Since all the objectives and curvefits are independent we can fit the datasets in parallel. To do this in Python one can use a multiprocessing.Pool object to map over all the datasets. Use of a Pool object requires us to create a fit_an_objective function in a separate Python file to fit each objective (this is because the function needs to be pickleable). The tqdm package can be used to display a progress bar.

from parallel_curvefitter import fit_an_objective

"""
# parallel_curvefitter.py

def fit_an_objective(objective):
    # make the curvefitter and do the fit
    fitter = CurveFitter(objective)
    fitter.fit('differential_evolution', verbose=False, tol=0.05)
    return objective
"""

with Pool() as p:
    obj_out = list(p.map(fit_an_objective, tqdm(objectives)))

100%|██████████████████████████████████████████████████████████████████████████████████████████████████████████████████████████████████████████████████████████████████████████████████████████████████████████████████████████████████████████████████████| 314/314 [00:21<00:00, 14.79it/s]

We fitted all 314 datasets in ~22 seconds, which is 0.07 seconds per fit.

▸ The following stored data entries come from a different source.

PR #2561, opened 2024-06-13
Add Wayland support for Window.GetHandle

### LINKED ISSUE #1217: GetHandle() returns 0 on Linux
**Operating system**: Manjaro Linux x64 (updated today), GTK 3.24.8-1, GNOME 3.32.1
**wxPython version & source**:        wxPython 4.0.4 (pip) (also tested on wxPython 4.0.2 [venv pip])
**Python version & source**:            Python 3.7.3 (Stock from the Manjaro-Packages, and venv, booth having the same problem)

I was trying to run the CEFPython-wxPython example app from [https://github.com/cztomczak/cefpython/blob/master/examples/wxpython.py](https://github.com/cztomczak/cefpython/blob/master/examples/wxpython.py). While it did run fine on my Windows machine it always stopped at line 174 `assert self.browser_panel.GetHandle(), "Window handle not available"` because the function `GetHandle()` returned an integer 0 on Linux.
I did a little debugging and found out, that even if I wait up to 8 seconds I do not get an Handle for the Frame or for the Panel. Did a little Debugging on another application of mine and found out that `GetHandle()` always returns an integer 0 there for every Frame and Panel available.

unawarez:
Fixes #1217

This PR adds support for getting a `wl_surface` from Window.GetHandle when running on GTK+Wayland. This patch was originally more complicated by trying to support all the GTK windowing backends. Now, any GTK backend besides X11 or Wayland will return 0. This is less confusing than trying to figure out and match the return type of C++ GetHandle on Windows/Mac/etc in the unlikely case someone uses the GTK port on those platforms. This maintains backwards compatibility because up to now, GetHandle failed and returned 0 on any non-X11 GTK backend.

I tested on Wayland and X11 on current Arch with Python 3.12. Both work (at least, return a nonzero number) as long as you call `frame.Show()` before calling `frame.GetHandle()`. Also confirmed ARM Mac without GTK hasn't broken. I was not able to test Windows.

Suggestions welcome!

### DIFF
--- a/etg/window.py
+++ b/etg/window.py
@@ -136,6 +136,16 @@ def run():
     m1.find('externalLeading').out = True
 
     c.find('GetHandle').type = 'wxUIntPtr*'
+    c.find('GetHandle').detailedDoc = [
+        """The returned value differs from the C++ version of GetHandle when \
+        running on the GTK port. When running on Wayland with GTK, this \
+        function returns a `wl_surface` pointer for the native OS window \
+        containing the widget. On X11 with GTK, this returns the X window \
+        ID for the containing window. On any other backend with GTK, this \
+        function returns 0.\n\n"""
+
+        """On some platforms this may return 0 if the window has not yet been shown."""
+    ]
     c.find('GetHandle').setCppCode("return new wxUIntPtr(wxPyGetWinHandle(self));")
 
     c.addCppMethod('void*', 'GetGtkWidget', '()', """\
--- a/src/window_ex.cpp
+++ b/src/window_ex.cpp
@@ -1,32 +1,15 @@
-
-#ifdef __WXMSW__
-#include <wx/msw/private.h>
-#endif
-
 #ifdef __WXGTK__
-#include <gdk/gdkx.h>
+#include <gdk/gdk.h>
 #include <gtk/gtk.h>
-#ifdef __WXGTK3__
-// Unlike GDK_WINDOW_XWINDOW, GDK_WINDOW_XID can't handle a NULL, so check 1st
-static XID GetXWindow(const wxWindow* wxwin) {
-    if ((wxwin)->m_wxwindow) {
-        if (gtk_widget_get_window((wxwin)->m_wxwindow))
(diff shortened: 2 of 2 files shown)


etg/window.py
```diff
@@ -136,6 +136,16 @@ def run():
     m1.find('externalLeading').out = True
 
     c.find('GetHandle').type = 'wxUIntPtr*'
+    c.find('GetHandle').detailedDoc = [
```
unawarez, line 139: I don't know what the right API to do this is, and I couldn't get inline markup working right.

etg/window.py
```diff
@@ -136,6 +136,16 @@ def run():
...
+        """The returned value is the platform-defined handle for the native \
+        window containing the widget. On Windows this is an HWND, on X11 it \
+        is the X window ID, on Wayland it is a wl_surface, etc.\n\n"""
```
unawarez, line 142: The weasely "etc" is because I'm not sure what wxWidgets on Cocoa returns. My added code for GTK on Mac returns NSWindow, but I just spent a long time in the wxWidgets source and can't figure out what GetHandle will return. The good thing is at least for Cocoa this PR doesn't affect the return value so existing code should still work the same.

unawarez:
Moved back to draft because of additional Mac stuff.

I mentioned I wasn't sure what wxWidgets GetHandle actually returns on non-GTK Mac. Well, this quick test suggests it's something widget-like as opposed to the window handle:

```
>>> import wx
>>> app=wx.App()
>>> frame=wx.Frame(None)
>>> child=wx.StaticText(frame)
>>> frame.Show()
True
>>> frame.Handle
4967401760
>>> child.Handle
4967403792
```

If upstream GetHandle was returning NSWindow, those two handles should be the same.

So:
* It seems bad to me if I differ too strongly here, by returning the root window for any widget instead of returning the widget.
* But, this only affects Mac+GTK builds, which a) probably no one uses, and b) if someone did, the current GetHandle was always broken for them because it's hardcoded to getting an X11 window. So maybe this doesn't really matter?
* I don't know anything about Cocoa/ObjC/...
* Could really use an opinion about what to do here!

unawarez:
Radically simplified & should be ready to go.

PR #2566, opened 2024-06-21
Add Window methods GetNativeWindowHandle and GetNativeWindowHandleType

unawarez:
This adds 2 new Window methods that give users access to the platform window handle. C++ `GetHandle` usually returns widget handles. The user can technically get from there to the window handle on their own, but it's very complicated and would require guessing some info that wxWidgets already knows.

My use-case is creating an OS child window in order to embed Vulkan graphics in a wxPython GUI. It also looks like folks use this trick for embedding webviews.

`GetNativeWindowHandle` returns a pointer-as-int, and `GetNativeWindowHandleType` returns a string designating what the real type of `GetNativeWindowHandle()` is. Both these functions especially help GTK users by "dereferencing" down to the actual MSW/Mac/X/Wayland backend that GTK is using.

This includes a new unit test that tries to confirm on any platform that:
* `NativeWindowHandle` is not zero
* For a parent and child widget in the same window, `parent.NativeWindowHandle == child.NativeWindowHandle`.
This seems like a pretty solid check, without any platform knowledge, that whatever is being returned really is a window handle and not a widget handle.

Returning strings from `NativeWindowHandleType` isn't great. I'm not sure what the best way to go is.

Tested on:
- [X] Mac
- [X] Linux GTK X11
- [X] Linux GTK Wayland
- [ ] Windows

### DIFF
--- a/etg/window.py
+++ b/etg/window.py
@@ -240,8 +240,8 @@ def run():
             return pix
             """)
 
-    c.addCppMethod('void*', 'GetNativeWindowHandle', '()',
-           'return wxPyNativeWindowHandle(self);',
+    c.addCppMethod('size_t', 'GetNativeWindowHandle', '()',
+           'return (size_t)wxPyNativeWindowHandle(self);',
            doc="""Returns a platform-specific handle to the OS window containing this widget.
 
                 The :meth:`GetNativeWindowHandleType` method provides the concrete type of the handle.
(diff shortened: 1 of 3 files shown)


unawarez:
I'm no longer sure this helps the use-cases ☹️ it's still very hard to create a second window and have its event processing work in any sane way, and adding more wx hooks like this isn't going to solve that.

unawarez:
Postmortem: getting the toplevel window is counterproductive for rendering on Windows/Mac/X anyway.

If we had fitted in a serial manner this would have taken a lot longer.

# now process the output
thickness = []
sld = []
for objective in obj_out:
    # grab the model from the objective
    model = objective.model

    # extract the thickness/sld parameter from the model structure
    # and append to the thickness/sld list
    thickness.append(model.structure[1].thick.value)
    sld.append(model.structure[1].sld.real.value)

# make a fancy twin plot of the thickness and SLD vs dataset number
fig, ax1 = plt.subplots()
ax1.set_xlabel("dataset #")
ax1.set_ylabel("thickness /$\\AA$")
l_0 = ax1.plot(thickness, "b", label="thickness")
ax2 = ax1.twinx()
l_1 = ax2.plot(sld, "r", label="sld")
ax2.set_ylabel("SLD /$10^{-6}\\AA^{-2}$")

# setup the legend
lines = l_0 + l_1
labels = [line.get_label() for line in lines]
ax1.legend(lines, labels, loc="right");

_images/6c08317cba945a3a4979932edf660cd3317e822ddbe4b623b334e5c02391a9fd.png

Here we see an induction period during which the film thickness and SLD remains constant (even a possible loss of solvent?). After this period the the thickness grows rapidly before with the rate than slowing down. The SLD has a continuous decrease, but the decrease is not significantly faster during the period in which the thickness of the film grows rapidly.